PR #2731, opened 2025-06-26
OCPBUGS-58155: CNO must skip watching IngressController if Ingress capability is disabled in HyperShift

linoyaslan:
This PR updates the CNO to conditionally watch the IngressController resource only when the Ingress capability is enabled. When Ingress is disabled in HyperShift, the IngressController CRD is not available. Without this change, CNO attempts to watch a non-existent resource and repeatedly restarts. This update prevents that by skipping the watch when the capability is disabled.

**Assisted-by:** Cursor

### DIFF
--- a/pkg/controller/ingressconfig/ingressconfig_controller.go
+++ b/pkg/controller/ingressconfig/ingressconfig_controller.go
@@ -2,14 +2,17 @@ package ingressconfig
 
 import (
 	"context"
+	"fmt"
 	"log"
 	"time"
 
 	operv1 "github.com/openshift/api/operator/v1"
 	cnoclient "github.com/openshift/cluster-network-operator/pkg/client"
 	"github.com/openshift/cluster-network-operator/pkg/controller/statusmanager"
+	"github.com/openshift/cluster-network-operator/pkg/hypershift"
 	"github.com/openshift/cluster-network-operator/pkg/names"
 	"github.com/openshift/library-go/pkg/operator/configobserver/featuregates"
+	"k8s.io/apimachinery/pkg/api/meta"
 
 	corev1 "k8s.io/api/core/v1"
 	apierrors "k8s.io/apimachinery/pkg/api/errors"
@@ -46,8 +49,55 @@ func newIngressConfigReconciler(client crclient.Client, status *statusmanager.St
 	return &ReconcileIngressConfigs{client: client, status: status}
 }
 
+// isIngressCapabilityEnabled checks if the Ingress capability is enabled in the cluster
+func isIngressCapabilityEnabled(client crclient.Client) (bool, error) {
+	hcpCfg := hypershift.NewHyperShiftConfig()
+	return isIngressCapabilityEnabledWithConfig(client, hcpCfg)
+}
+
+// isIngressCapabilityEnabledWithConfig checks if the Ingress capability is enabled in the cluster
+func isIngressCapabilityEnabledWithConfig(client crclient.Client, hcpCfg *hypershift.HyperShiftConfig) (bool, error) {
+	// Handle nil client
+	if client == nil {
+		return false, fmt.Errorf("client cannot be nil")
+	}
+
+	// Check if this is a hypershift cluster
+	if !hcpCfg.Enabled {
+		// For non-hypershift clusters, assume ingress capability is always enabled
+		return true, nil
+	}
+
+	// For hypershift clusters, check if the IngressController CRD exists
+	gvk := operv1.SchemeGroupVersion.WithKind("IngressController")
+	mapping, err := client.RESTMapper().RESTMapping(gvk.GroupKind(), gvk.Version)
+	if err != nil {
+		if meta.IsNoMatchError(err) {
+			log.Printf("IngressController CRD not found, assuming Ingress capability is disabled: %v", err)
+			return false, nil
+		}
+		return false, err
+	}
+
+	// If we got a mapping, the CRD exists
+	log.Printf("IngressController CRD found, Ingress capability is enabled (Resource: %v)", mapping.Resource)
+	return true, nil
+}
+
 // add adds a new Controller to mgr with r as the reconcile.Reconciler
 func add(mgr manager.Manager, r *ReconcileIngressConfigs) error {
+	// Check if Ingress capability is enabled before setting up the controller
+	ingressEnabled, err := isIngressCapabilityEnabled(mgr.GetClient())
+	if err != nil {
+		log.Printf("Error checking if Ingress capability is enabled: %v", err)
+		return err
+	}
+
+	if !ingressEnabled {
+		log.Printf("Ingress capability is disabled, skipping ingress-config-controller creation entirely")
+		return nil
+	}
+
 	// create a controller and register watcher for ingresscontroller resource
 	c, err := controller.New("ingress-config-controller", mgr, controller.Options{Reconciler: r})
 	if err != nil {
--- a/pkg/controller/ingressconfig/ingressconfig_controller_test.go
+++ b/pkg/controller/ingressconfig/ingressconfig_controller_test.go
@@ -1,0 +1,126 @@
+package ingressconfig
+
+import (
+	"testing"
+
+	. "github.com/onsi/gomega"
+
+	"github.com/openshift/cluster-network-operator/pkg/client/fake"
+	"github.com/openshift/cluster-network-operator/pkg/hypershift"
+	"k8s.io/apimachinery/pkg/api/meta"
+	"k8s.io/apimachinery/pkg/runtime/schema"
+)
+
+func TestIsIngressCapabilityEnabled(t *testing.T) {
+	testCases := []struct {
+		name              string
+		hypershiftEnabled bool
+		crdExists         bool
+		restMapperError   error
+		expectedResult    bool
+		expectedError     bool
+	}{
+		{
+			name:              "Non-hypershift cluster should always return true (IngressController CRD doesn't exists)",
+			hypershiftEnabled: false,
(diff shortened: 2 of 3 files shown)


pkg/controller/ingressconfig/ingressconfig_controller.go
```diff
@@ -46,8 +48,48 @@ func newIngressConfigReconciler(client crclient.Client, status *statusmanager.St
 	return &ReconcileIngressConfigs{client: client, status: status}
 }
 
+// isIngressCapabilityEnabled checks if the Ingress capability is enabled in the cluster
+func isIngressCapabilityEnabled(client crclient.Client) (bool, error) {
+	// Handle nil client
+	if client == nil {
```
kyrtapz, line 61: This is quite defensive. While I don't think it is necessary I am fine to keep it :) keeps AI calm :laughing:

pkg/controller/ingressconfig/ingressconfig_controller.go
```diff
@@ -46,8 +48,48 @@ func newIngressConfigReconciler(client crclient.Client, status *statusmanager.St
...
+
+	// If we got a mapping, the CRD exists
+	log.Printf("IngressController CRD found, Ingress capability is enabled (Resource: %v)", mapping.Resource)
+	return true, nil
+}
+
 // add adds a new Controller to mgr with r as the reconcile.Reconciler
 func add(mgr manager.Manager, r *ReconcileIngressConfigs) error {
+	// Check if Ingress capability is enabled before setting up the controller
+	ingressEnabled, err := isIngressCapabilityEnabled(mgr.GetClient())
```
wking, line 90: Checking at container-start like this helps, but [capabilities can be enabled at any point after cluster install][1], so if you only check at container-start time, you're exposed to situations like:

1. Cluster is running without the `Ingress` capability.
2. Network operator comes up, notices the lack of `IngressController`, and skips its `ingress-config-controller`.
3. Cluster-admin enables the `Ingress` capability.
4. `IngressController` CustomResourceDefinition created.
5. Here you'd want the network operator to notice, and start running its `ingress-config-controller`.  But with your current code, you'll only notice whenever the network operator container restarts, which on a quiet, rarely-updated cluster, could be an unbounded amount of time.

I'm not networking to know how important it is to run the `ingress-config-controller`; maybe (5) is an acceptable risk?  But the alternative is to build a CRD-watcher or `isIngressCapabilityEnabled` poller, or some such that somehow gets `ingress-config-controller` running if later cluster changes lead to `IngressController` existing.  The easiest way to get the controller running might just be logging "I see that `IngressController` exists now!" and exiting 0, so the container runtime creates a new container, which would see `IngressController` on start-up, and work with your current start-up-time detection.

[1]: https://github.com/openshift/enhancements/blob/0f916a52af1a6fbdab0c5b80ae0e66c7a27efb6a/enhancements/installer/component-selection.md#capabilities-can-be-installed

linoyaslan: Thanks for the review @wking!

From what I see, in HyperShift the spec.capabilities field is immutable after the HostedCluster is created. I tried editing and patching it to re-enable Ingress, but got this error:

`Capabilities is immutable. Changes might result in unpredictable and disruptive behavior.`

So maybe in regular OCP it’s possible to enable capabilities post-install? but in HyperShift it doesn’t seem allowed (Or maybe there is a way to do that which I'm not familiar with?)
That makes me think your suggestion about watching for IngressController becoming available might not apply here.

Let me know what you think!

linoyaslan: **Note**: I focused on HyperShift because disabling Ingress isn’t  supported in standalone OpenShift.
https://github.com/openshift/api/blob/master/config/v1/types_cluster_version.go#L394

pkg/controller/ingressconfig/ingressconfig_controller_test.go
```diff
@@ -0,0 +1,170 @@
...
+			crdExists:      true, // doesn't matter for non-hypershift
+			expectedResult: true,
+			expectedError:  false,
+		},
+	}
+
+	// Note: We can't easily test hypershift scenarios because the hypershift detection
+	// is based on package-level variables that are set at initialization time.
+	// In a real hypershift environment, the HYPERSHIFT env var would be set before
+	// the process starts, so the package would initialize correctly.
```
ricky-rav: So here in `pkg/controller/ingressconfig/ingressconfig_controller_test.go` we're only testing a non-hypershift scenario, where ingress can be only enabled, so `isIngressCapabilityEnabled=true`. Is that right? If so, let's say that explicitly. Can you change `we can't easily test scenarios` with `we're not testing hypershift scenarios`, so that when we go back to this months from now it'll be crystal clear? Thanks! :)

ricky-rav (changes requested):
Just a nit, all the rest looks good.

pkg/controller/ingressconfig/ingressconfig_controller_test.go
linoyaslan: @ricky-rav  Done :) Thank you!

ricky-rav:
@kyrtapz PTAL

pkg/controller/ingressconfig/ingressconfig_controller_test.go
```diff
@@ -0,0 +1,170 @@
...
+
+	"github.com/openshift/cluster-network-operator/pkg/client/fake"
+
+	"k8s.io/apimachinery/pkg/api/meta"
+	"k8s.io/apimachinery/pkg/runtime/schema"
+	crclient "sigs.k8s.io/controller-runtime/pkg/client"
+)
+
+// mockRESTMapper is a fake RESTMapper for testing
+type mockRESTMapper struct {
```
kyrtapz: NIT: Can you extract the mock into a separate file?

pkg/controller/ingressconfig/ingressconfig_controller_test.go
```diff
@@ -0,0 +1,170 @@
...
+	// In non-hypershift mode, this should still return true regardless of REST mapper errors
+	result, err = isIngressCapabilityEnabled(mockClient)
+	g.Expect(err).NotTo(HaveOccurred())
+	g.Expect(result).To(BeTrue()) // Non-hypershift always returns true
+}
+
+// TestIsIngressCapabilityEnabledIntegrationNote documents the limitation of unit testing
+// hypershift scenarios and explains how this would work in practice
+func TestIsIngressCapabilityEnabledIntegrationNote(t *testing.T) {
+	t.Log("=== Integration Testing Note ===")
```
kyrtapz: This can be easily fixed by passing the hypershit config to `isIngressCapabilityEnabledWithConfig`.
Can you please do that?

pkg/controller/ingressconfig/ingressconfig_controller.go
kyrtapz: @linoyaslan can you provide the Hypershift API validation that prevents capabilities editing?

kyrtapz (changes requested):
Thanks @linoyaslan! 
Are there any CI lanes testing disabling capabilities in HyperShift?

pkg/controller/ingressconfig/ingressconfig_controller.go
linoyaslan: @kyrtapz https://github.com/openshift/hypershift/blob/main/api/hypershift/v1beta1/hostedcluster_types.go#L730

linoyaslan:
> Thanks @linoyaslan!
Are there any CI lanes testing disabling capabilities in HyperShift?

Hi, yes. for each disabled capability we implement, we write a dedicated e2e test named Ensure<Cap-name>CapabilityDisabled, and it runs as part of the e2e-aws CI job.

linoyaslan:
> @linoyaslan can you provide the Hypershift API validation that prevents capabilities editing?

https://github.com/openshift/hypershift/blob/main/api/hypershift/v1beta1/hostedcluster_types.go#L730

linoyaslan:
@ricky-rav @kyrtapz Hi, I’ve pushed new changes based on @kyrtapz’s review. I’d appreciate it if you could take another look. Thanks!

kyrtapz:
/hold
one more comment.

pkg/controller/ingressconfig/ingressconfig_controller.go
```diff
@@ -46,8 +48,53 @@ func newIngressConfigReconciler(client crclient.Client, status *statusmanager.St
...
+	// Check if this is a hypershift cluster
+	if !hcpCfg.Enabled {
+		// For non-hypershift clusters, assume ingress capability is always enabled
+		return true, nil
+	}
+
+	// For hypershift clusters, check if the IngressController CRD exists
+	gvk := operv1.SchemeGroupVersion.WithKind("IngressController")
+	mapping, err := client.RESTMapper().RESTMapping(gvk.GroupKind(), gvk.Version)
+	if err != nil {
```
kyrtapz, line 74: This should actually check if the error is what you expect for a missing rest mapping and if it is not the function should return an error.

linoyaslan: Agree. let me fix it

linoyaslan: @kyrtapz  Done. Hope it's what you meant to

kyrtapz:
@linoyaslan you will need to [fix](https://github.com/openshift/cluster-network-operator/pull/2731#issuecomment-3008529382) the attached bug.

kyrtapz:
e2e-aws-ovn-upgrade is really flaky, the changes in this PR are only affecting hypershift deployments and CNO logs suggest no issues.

• **The task**:
Identify the lines of the data that contain the word "validation". Copy each of them.

• **Written reply**:
kyrtapz: @linoyaslan can you provide the Hypershift API validation that prevents capabilities editing?
> @linoyaslan can you provide the Hypershift API validation that prevents capabilities editing?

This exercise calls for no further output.